PR #2288, opened 2026-01-08
feat: add `LazyCategoricalDtype` for lazy categorical columns

### LINKED ISSUE #2283: feat: Efficient category count and partial loading for lazy AnnData
## Summary

Request an API to efficiently get category count (without loading values) and partial category loading for lazy AnnData columns.

## Motivation

For lazy AnnData (from `read_lazy()`), accessing category information via `col.dtype.categories` works but always loads ALL category values. For datasets with many categories (e.g., cell IDs, barcodes), this is inefficient when you only need the count or a preview.

**Current behavior:**
```python
from anndata.experimental import read_lazy

lazy_adata = read_lazy("dataset.zarr")  # 1M cells, 100k categories
col = lazy_adata.obs["cell_id"]

categories = col.dtype.categories  # ~25ms - loads all 100k values
n_categories = len(col.dtype.categories)  # Must load all just to count
```

**Desired behavior:**
```python
# Efficient count-only (no data loading):
n_categories = get_category_count(col)  # ~0.1µs, metadata only

# Partial loading for previews:
first_100 = get_categories(col, n=100)  # Load only first 100
```

## Benchmark Results

Tested with **1M cells and 100k categories** (median of 3 runs):

| Method | Zarr | H5AD | Data loaded |
|--------|------|------|-------------|
| `col.values` (full column) | 80 ms | 87 ms | All codes (1M) + categories |
| `col.dtype.categories` | 25 ms | 34 ms | Category group (values + mask) |
| `read_elem(values)` | 9 ms | 16 ms | Category values only |
| `read_elem_partial(n=100)` | 9.1 ms | 0.1 ms | First 100 categories |
| `values.shape[0]` (metadata) | 0.12 µs | 0.08 µs | Count only (no loading) |

**Key findings:**
- **Count from metadata is ~200,000x faster** than loading values
- `col.dtype.categories` reads the whole category group (values + mask), ~2.5x slower than reading values directly
- Partial loading via `read_elem_partial` is very fast for H5AD but shows no benefit for Zarr (possibly not optimized yet?)

<details>
<summary>Benchmark code</summary>

```python
import anndata as ad
from anndata.experimental import read_lazy
from anndata._io.specs.registry import read_elem, read_elem_partial
import numpy as np
import pandas as pd
import tempfile
import time
import os

# Create AnnData with 1M cells and 100k categories
n_obs = 1_000_000
n_cats = 100_000
adata = ad.AnnData(
    X=np.random.rand(n_obs, 10).astype(np.float32),
    obs=pd.DataFrame({
        'cell_id': pd.Categorical([f'Cell_{i % n_cats}' for i in range(n_obs)])
    })
)

with tempfile.TemporaryDirectory() as tmpdir:
    path = os.path.join(tmpdir, 'test.zarr')
    adata.write_zarr(path)
    lazy_adata = read_lazy(path)
    col = lazy_adata.obs['cell_id']

    # Navigate to storage
    cat_arr = col.variable._data.array
    cats_storage = cat_arr._categories
    values = cats_storage["values"] if hasattr(cats_storage, "keys") else cats_storage

    # Benchmark each method
    start = time.perf_counter()
    _ = col.dtype.categories
    print(f"col.dtype.categories: {(time.perf_counter() - start)*1000:.1f}ms")

    start = time.perf_counter()
    _ = read_elem(values)
    print(f"read_elem(values): {(time.perf_counter() - start)*1000:.1f}ms")

    start = time.perf_counter()
    _ = read_elem_partial(values, indices=slice(0, 100))
    print(f"read_elem_partial(n=100): {(time.perf_counter() - start)*1000:.1f}ms")

    start = time.perf_counter()
    _ = values.shape[0]
    print(f"values.shape[0]: {(time.perf_counter() - start)*1e6:.2f}µs")
```

</details>

<details>
<summary>Test environment</summary>

- **Hardware:** Apple Silicon (arm64)
- **Python:** 3.12.9
- **anndata:** 0.13.0.dev
- **zarr:** 3.1.5
- **numpy:** 2.4.0
- **pandas:** 3.0.0rc1

</details>

## Current Workaround (in PR #2236)

The HTML representation module implements a workaround for efficient category display by navigating to the underlying storage:

```python
from anndata.experimental.backed._lazy_arrays import CategoricalArray
from anndata._io.specs.registry import read_elem_partial

# Navigate xarray internals to find CategoricalArray
cat_arr = col.variable._data.array  # Fragile internal path

# Access storage directly (bypasses cached_property)
cats = cat_arr._categories  # zarr.Group or h5py.Group
values = cats["values"] if hasattr(cats, "keys") else cats

# Get count from metadata (no loading)
n_categories = values.shape[0]

# Partial loading
first_n = read_elem_partial(values, indices=slice(0, n))
```

**Why this workaround is fragile:**
- Navigates xarray internals (`col.variable._data.array`) which may change
- Relies on private `_categories` attribute
- Assumes storage structure (`cats["values"]` pattern)

### Option A: Methods on CategoricalArray

```python
class CategoricalArray:
    @property
    def n_categories(self) -> int:
        """Number of categories (metadata only, no loading)."""
        values = self._categories["values"] if hasattr(self._categories, "keys") else self._categories
        return values.shape[0]

    def get_categories(self, n: int | None = None) -> np.ndarray:
        """Get category values, optionally limited to first N."""
        values = self._categories["values"] if hasattr(self._categories, "keys") else self._categories
        if n is not None:
            return read_elem_partial(values, indices=slice(0, n))
        return read_elem(values)
```

### Option B: Utility function

```python
def get_lazy_column_categories(
    col: DataArray,
    n: int | None = None,
) -> tuple[np.ndarray, int]:
    """Efficiently get categories from a lazy column."""
```

### Option C: Integration with Dataset2D

```python
class Dataset2D:
    def get_column_categories(self, column: str, n: int | None = None) -> np.ndarray | None:
        """Get categories efficiently, with optional partial loading."""

    def get_column_category_count(self, column: str) -> int | None:
        """Get category count from metadata (no data loading)."""
```

## Use Cases

1. **HTML representation** - Display category count ("100,000 categories") and preview actual values (first N) without loading all (PR #2236, [visual demo](https://htmlpreview.github.io/?https://gist.githubusercontent.com/katosh/4a2399d1472c733b041ef8dfd5b489b9/raw/repr_html_visual_test.html#9b-lazy-anndata-experimental))
2. **Data inspection** - Quick count and preview of categories in large datasets
3. **Validation** - Check category count matches color arrays in `uns`

## References

- [PR #2236](https://github.com/scverse/anndata/pull/2236): HTML representation with lazy AnnData support
- [`CategoricalArray`](https://github.com/scverse/anndata/blob/a892252b/src/anndata/experimental/backed/_lazy_arrays.py#L80-L132)
- [Current workaround `_get_lazy_categories`](https://github.com/scverse/anndata/blob/aef9083f/src/anndata/_repr/utils.py#L261-L323)

katosh:
# feat: add `LazyCategoricalDtype` for lazy categorical columns

- [x] Closes #2283
- [x] Tests added
- [x] Release note added

## Summary

Add `LazyCategoricalDtype` extending `pd.CategoricalDtype` with lazy loading support for categorical columns in lazy AnnData. This enables efficient access to categorical metadata without loading all categories into memory.

```python
lazy_adata = ad.experimental.read_lazy("large_dataset.h5ad")
dtype = lazy_adata.obs["cell_type"].dtype  # LazyCategoricalDtype

# Cheap metadata access (no I/O)
dtype.n_categories     # 100000
dtype.ordered          # False

# Partial reads (efficient)
dtype.head_categories()     # first 5 categories
dtype.head_categories(10)   # first 10 categories
dtype.tail_categories()     # last 5 categories
dtype.tail_categories(10)   # last 10 categories

# Full load (cached after first access)
dtype.categories       # pd.Index with all categories
```

## Motivation

When working with lazy AnnData objects containing many categories (e.g., 100k+ cell IDs as categories), loading all categories just to display a preview or check metadata is inefficient. This is particularly important for:

1. **repr/HTML display** - showing category info without triggering full loads
2. **Data exploration** - quickly inspecting category names
3. **Memory efficiency** - avoiding unnecessary allocations

## API Design

Following [Ilan's suggestion](https://github.com/scverse/anndata/issues/2283#issuecomment-2608398505), the API uses familiar pandas naming conventions:

| Property/Method | Returns | Behavior |
|-----------------|---------|----------|
| `.categories` | `pd.Index` | Full load, cached (standard pandas) |
| `.ordered` | `bool` | Standard pandas |
| `.n_categories` | `int` | Cheap metadata access |
| `.head_categories(n=5)` | `np.ndarray` | First n categories (partial read) |
| `.tail_categories(n=5)` | `np.ndarray` | Last n categories (partial read) |

The `head`/`tail` naming follows pandas `DataFrame.head()`/`DataFrame.tail()` conventions.

## Implementation Details

- `LazyCategoricalDtype` extends `pd.CategoricalDtype` to maintain compatibility
- Categories are loaded lazily on first `.categories` access and cached
- `head_categories`/`tail_categories` use `read_elem_partial` for efficient partial reads
- Works with both zarr and h5ad backends

## Benchmark Results

Tested with **100k categories** (median of 5 runs):

| Method | H5AD | Zarr |
|--------|------|------|
| `n_categories` | 0.05 ms | 0.11 ms |
| `head_categories(10)` | 0.19 ms | 8.82 ms |
| `categories` (full) | 30.32 ms | 19.19 ms |

**Speedups vs full load:**

| Method | H5AD | Zarr |
|--------|------|------|
| `n_categories` | **621x** | **168x** |
| `head_categories(10)` | **160x** | 2.2x |

Note: zarr speedup for partial reads is limited because categories are currently written without explicit chunking.


src/anndata/experimental/backed/_lazy_arrays.py
```diff
@@ -36,6 +36,209 @@
...
+        *,
+        ordered: bool = False,
+    ):
+        # Create instance without calling parent __init__ with categories
+        instance = object.__new__(cls)
+        return instance
+
+    def __init__(
+        self,
+        categories_array: ZarrArray | H5Array | None = None,
```
ilan-gold: Why can this be `None`? The only thing I can think of that would cause this would be `CategoricalDtype()` which we never do to my knowledge (or something similar).  I think removing this would make things a lot simpler.

ilan-gold: Also isn't `{Zarr,H5}Group` valid?

src/anndata/experimental/backed/_lazy_arrays.py
```diff
@@ -36,6 +36,209 @@
...
+        *,
+        ordered: bool = False,
+    ):
+        self._categories_array = categories_array
```
ilan-gold: I would call this `_categories_elem` to make it clear it could be a group or array

src/anndata/experimental/backed/_lazy_arrays.py
```diff
@@ -36,6 +36,209 @@
...
+    def n_categories(self) -> int:
+        """Number of categories (cheap, metadata only)."""
+        if self._cached_n_categories is not None:
+            return self._cached_n_categories
+        if self.__categories is not None:
+            return len(self.__categories)
+        if self._categories_array is not None:
+            n = self._get_categories_array().shape[0]
+            self._cached_n_categories = n
+            return n
```
ilan-gold: Why not just always do these three lines i.e., use `shape[0]`? Then there is no ned for caching

src/anndata/experimental/backed/_lazy_arrays.py
```diff
@@ -36,6 +36,209 @@
...
+            return np.asarray(self.__categories[:n])
+
+        if self._categories_array is None:
+            return np.array([])
+
+        from anndata._io.specs.registry import read_elem_partial
+
+        arr = self._get_categories_array()
+        total = self.n_categories
+        return read_elem_partial(arr, indices=slice(0, min(n, total)))
```
ilan-gold: If `arr` is just a `{H5,Zarr}Array`, just use their raw slicing methods
```suggestion
        return arr[0:min(n, total))]
```

src/anndata/experimental/backed/_lazy_arrays.py
```diff
@@ -36,6 +36,209 @@
...
+
+        if self._categories_array is None:
+            return np.array([])
+
+        from anndata._io.specs.registry import read_elem_partial
+
+        arr = self._get_categories_array()
+        total = self.n_categories
+        start = max(total - n, 0)
+        return read_elem_partial(arr, indices=slice(start, total))
```
ilan-gold: Duplicated with `head_categories` - please deduplicate

src/anndata/experimental/backed/_lazy_arrays.py
```diff
@@ -36,6 +36,209 @@
...
+    def __repr__(self) -> str:
+        if self.__categories is not None:
+            # Fully loaded - use standard repr
+            return f"CategoricalDtype(categories={self.__categories!r}, ordered={self.ordered})"
+        return f"LazyCategoricalDtype(n_categories={self.n_categories}, ordered={self.ordered})"
+
+    @property
+    def name(self) -> str:
+        """String identifier for this dtype."""
+        return "category"
```
ilan-gold: Why do we need this? 
```suggestion
```

src/anndata/experimental/backed/_lazy_arrays.py
```diff
@@ -36,6 +36,209 @@
...
+
+    def __hash__(self) -> int:
+        # Need to be hashable for pandas internals
+        return hash((id(self._categories_array), self._ordered_flag))
```
ilan-gold: What exactly fails without this?

src/anndata/experimental/backed/_lazy_arrays.py
```diff
@@ -36,6 +36,209 @@
...
+        -------
+        np.ndarray or ExtensionArray
+            The first n categories.
+
+        Examples
+        --------
+        .. code-block:: python
+
+            dtype.head_categories()  # first 5
+            dtype.head_categories(10)  # first 10
```
ilan-gold: We don't need this for methods, that's what the docstring explanation is for :)

src/anndata/experimental/backed/_lazy_arrays.py
```diff
@@ -36,6 +36,209 @@
...
+
+        For string-array encoding: _categories_array is directly the array.
+        For nullable-string-array encoding: _categories_array is a Group with "values" key.
+        """
+        if isinstance(self._categories_array, (ZarrArray, H5Array)):
+            return self._categories_array
+        # nullable-string-array encoding: Group with "values" and "mask"
+        return self._categories_array["values"]
+
+    @property
```
ilan-gold:
```suggestion
    @cached_property
```
And then remove the custom caching?

src/anndata/experimental/backed/_lazy_arrays.py
```diff
@@ -36,6 +36,209 @@
...
+        categories_array: ZarrArray | H5Array | None = None,
+        *,
+        ordered: bool = False,
+    ):
+        self._categories_array = categories_array
+        self._ordered_flag = bool(ordered)
+        self._cached_n_categories: int | None = None
+        self.__categories: pd.Index | None = (
+            None  # Double underscore to avoid conflicts
+        )
```
ilan-gold: As mentioned in the `def categories` comment, I think you can just cache that property.

src/anndata/experimental/backed/_lazy_arrays.py
```diff
@@ -36,6 +36,209 @@
...
+
+        Examples
+        --------
+        .. code-block:: python
+
+            dtype.head_categories()  # first 5
+            dtype.head_categories(10)  # first 10
+        """
+        # If already fully loaded, slice from cache
+        if self.__categories is not None:
```
ilan-gold:
```suggestion
       "categories" in self.__dict__:
```
If you remove the custom caching (as I assume you should be able to) in `def categories`

src/anndata/experimental/backed/_lazy_arrays.py
```diff
@@ -36,6 +36,209 @@
...
+
+        dtype = col.dtype  # LazyCategoricalDtype
+        dtype.n_categories  # cheap, metadata only
+        # 100000
+        dtype.head_categories(5)  # partial read, first 5
+        # array(['cat_0', 'cat_1', 'cat_2', 'cat_3', 'cat_4'], dtype='<U6')
+        dtype.tail_categories(3)  # partial read, last 3
+        # array(['cat_99997', 'cat_99998', 'cat_99999'], dtype='<U6')
+        dtype.categories  # full load, cached
+        # Index(['cat_0', 'cat_1', ...], dtype='str')
```
ilan-gold:
```suggestion
```

Not sure what this provides over the current description + docs

src/anndata/experimental/backed/_lazy_arrays.py
```diff
@@ -36,6 +36,209 @@
         from xarray.core.indexing import ExplicitIndexer
 
 
+class LazyCategoricalDtype(pd.CategoricalDtype):
+    """A CategoricalDtype that lazily loads categories from zarr/h5 storage.
+
+    This dtype provides efficient access to categorical metadata without loading
+    all categories into memory. Categories are loaded lazily on first full access
+    and cached thereafter.
```
ilan-gold:
```suggestion
    This dtype provides efficient access to categorical metadata without loading
    all categories into memory via `head_categories`, `tail_categories` and `n_categories`. Otherwise, `LazyCategoricalDtype.categories` will load the categories into memory.
```

Something along these lines.  Also with intersphinx for the methods once you fix the docs :)

ilan-gold (changes requested):
Thanks! Looking good!

src/anndata/experimental/backed/_lazy_arrays.py
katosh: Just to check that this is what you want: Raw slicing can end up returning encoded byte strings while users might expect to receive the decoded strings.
################
• **Your goal**
In the entries above, one line contains "3. **Memory efficiency**" and another contains "Returns | Behavior |". Reproduce exactly those two lines and the lines between them, nothing else.

• **Task solution**
3. **Memory efficiency** - avoiding unnecessary allocations

## API Design

Following [Ilan's suggestion](https://github.com/scverse/anndata/issues/2283#issuecomment-2608398505), the API uses familiar pandas naming conventions:

| Property/Method | Returns | Behavior |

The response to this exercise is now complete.